> **Problem requirements**
Print all entries word for word.

[Dataset records — start]

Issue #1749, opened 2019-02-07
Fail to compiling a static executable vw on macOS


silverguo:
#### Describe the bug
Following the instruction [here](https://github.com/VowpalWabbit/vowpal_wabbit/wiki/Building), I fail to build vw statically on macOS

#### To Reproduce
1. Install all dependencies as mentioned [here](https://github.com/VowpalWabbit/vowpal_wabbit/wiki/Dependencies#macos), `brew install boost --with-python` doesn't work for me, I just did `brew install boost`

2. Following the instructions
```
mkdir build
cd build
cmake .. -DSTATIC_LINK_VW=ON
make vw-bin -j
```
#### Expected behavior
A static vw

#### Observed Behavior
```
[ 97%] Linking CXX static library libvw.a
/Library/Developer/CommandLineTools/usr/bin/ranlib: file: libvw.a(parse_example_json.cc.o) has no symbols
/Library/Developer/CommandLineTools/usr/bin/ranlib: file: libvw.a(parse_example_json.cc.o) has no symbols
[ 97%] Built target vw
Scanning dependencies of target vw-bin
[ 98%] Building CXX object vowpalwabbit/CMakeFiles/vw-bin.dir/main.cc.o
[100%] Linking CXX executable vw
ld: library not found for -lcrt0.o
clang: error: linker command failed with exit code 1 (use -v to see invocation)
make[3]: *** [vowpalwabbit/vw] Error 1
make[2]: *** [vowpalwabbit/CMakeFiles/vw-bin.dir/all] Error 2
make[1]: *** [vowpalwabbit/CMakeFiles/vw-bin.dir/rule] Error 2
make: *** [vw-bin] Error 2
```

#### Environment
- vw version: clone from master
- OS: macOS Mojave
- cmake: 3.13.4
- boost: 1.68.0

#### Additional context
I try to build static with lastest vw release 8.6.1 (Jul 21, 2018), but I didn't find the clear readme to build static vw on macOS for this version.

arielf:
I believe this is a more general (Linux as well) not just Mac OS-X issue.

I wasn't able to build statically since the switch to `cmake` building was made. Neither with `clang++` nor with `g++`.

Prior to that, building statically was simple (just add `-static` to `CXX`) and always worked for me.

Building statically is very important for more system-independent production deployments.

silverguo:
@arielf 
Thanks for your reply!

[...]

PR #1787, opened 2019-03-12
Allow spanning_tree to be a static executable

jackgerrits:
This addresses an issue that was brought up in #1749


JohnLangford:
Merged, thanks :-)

[Dataset records — finish]

> **Exercise answer**
Issue #1749, opened 2019-02-07
Fail to compiling a static executable vw on macOS


silverguo:
#### Describe the bug
Following the instruction [here](https://github.com/VowpalWabbit/vowpal_wabbit/wiki/Building), I fail to build vw statically on macOS

#### To Reproduce
1. Install all dependencies as mentioned [here](https://github.com/VowpalWabbit/vowpal_wabbit/wiki/Dependencies#macos), `brew install boost --with-python` doesn't work for me, I just did `brew install boost`

2. Following the instructions
```
mkdir build
cd build
cmake .. -DSTATIC_LINK_VW=ON
make vw-bin -j
```
#### Expected behavior
A static vw

#### Observed Behavior
```
[ 97%] Linking CXX static library libvw.a
/Library/Developer/CommandLineTools/usr/bin/ranlib: file: libvw.a(parse_example_json.cc.o) has no symbols
/Library/Developer/CommandLineTools/usr/bin/ranlib: file: libvw.a(parse_example_json.cc.o) has no symbols
[ 97%] Built target vw
Scanning dependencies of target vw-bin
[ 98%] Building CXX object vowpalwabbit/CMakeFiles/vw-bin.dir/main.cc.o
[100%] Linking CXX executable vw
ld: library not found for -lcrt0.o
clang: error: linker command failed with exit code 1 (use -v to see invocation)
make[3]: *** [vowpalwabbit/vw] Error 1
make[2]: *** [vowpalwabbit/CMakeFiles/vw-bin.dir/all] Error 2
make[1]: *** [vowpalwabbit/CMakeFiles/vw-bin.dir/rule] Error 2
make: *** [vw-bin] Error 2
```

#### Environment
- vw version: clone from master
- OS: macOS Mojave
- cmake: 3.13.4
- boost: 1.68.0

#### Additional context
I try to build static with lastest vw release 8.6.1 (Jul 21, 2018), but I didn't find the clear readme to build static vw on macOS for this version.

arielf:
I believe this is a more general (Linux as well) not just Mac OS-X issue.

I wasn't able to build statically since the switch to `cmake` building was made. Neither with `clang++` nor with `g++`.

Prior to that, building statically was simple (just add `-static` to `CXX`) and always worked for me.

Building statically is very important for more system-independent production deployments.

silverguo:
@arielf 
Thanks for your reply!

[...]

PR #1787, opened 2019-03-12
Allow spanning_tree to be a static executable

jackgerrits:
This addresses an issue that was brought up in #1749


JohnLangford:
Merged, thanks :-)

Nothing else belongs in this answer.